Work required - Transcribe every record in full, keeping it exactly the same.
┄┄┄┄┄┄
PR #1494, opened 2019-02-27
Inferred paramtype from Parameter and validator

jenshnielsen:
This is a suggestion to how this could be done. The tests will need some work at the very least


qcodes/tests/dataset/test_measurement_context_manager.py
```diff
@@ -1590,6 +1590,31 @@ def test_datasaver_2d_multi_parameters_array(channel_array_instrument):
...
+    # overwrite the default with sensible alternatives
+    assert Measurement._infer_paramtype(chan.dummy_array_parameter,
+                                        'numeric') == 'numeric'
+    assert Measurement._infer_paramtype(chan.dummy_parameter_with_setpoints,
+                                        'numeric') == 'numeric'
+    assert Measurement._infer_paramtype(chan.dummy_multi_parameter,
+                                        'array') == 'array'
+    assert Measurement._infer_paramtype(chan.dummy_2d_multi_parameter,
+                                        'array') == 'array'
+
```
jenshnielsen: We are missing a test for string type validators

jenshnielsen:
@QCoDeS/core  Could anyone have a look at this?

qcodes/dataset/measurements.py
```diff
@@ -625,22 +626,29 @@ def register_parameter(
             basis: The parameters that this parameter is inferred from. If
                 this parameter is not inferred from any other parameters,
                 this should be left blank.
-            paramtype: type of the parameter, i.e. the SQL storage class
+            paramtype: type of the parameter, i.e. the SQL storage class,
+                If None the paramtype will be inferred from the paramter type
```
┄┄┄┄┄┄
Exercise solution -
PR #1494, opened 2019-02-27
Inferred paramtype from Parameter and validator

jenshnielsen:
This is a suggestion to how this could be done. The tests will need some work at the very least


qcodes/tests/dataset/test_measurement_context_manager.py
```diff
@@ -1590,6 +1590,31 @@ def test_datasaver_2d_multi_parameters_array(channel_array_instrument):
...
+    # overwrite the default with sensible alternatives
+    assert Measurement._infer_paramtype(chan.dummy_array_parameter,
+                                        'numeric') == 'numeric'
+    assert Measurement._infer_paramtype(chan.dummy_parameter_with_setpoints,
+                                        'numeric') == 'numeric'
+    assert Measurement._infer_paramtype(chan.dummy_multi_parameter,
+                                        'array') == 'array'
+    assert Measurement._infer_paramtype(chan.dummy_2d_multi_parameter,
+                                        'array') == 'array'
+
```
jenshnielsen: We are missing a test for string type validators

jenshnielsen:
@QCoDeS/core  Could anyone have a look at this?

qcodes/dataset/measurements.py
```diff
@@ -625,22 +626,29 @@ def register_parameter(
             basis: The parameters that this parameter is inferred from. If
                 this parameter is not inferred from any other parameters,
                 this should be left blank.
-            paramtype: type of the parameter, i.e. the SQL storage class
+            paramtype: type of the parameter, i.e. the SQL storage class,
+                If None the paramtype will be inferred from the paramter type
```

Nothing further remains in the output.